Wirt was a Democrat. In 1884, Wirt served as a delegate to the 1884 Democratic National Convention. In 1892, he was delegate-at-large at the 1892 Democratic National Convention. He supported Grover Cleveland for president in both conventions. In 1889, Wirt was elected to the Maryland Senate. He served from 1890 to 1894. He supported the Australian ballot system. In 1893, Wirt was defeated for renomination to the state senate by Charles C. Crothers. In 1892, Wirt was a candidate for the United States Senate, but withdrew from the ballot in support of Charles Hopper Gibson. In 1897, Wirt was elected to the Maryland House of Delegates, representing Cecil County. He served in 1898.
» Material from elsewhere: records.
PR #498, opened 2026-04-21
boring-sys: Include mldsa.h and bump BoringSSL to latest

cjpatton:
1. Make MLDSA available in the FFI. Hold off on safe APIs for now, as this may need some additional discussion.
2. Bump BoringSSL to latest on main, which includes X.509 support for MLDSA. Update the PQ patch accordingly.


cjpatton:
Closing in favor of #497. Will follow up with a PR for upgrading boring-sys/deps/boringssl.

PR #499, opened 2026-04-23
Bump BoringSSL to latest and update patches

cjpatton:
The goal here is to pick up MLDSA suppport in X.509 in upstream.


boring/src/ssl/mod.rs
```diff
@@ -3862,16 +3862,22 @@ impl SslRef {
...
+    ///
+    /// Only valid on a client-side `Ssl`; returns an error on server-side SSLs.
+    #[corresponds(SSL_set1_accepted_peer_cert_types)]
     #[cfg(feature = "rpk")]
     pub fn set_server_certificate_types(
         &mut self,
         types: &[CertificateType],
     ) -> Result<(), ErrorStack> {
+        if self.is_server() {
+            return Err(ErrorStack::get());
```
lukevalenta: AI review review flagged this. Seems legitimate?

> ErrorStack::get() misuse — boring/src/ssl/mod.rs:3875-3877: ErrorStack::get() is called when self.is_server() without any preceding FFI call. Per its own docs, this returns either an empty stack ("unknown BoringSSL error") or stale errors from unrelated calls on the same thread. Use ErrorStack::internal_error_str("...") instead (pattern already used elsewhere in the crate).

Wirt served as vice president of the Civil Service Reform Association of Maryland and vice president of the Maryland State Bar Association. He served as a trustee of St. John's College starting in 1884.

==Personal life==
Wirt married Anne Rebecca Pearce on April 28, 1886. Wirt was an Episcopalian.

Wirt lived at East Main Street in Elkton. Wirt died of uremia on May 17, 1904, at his home in Elkton. He was buried at the family lot in Elkton Cemetery.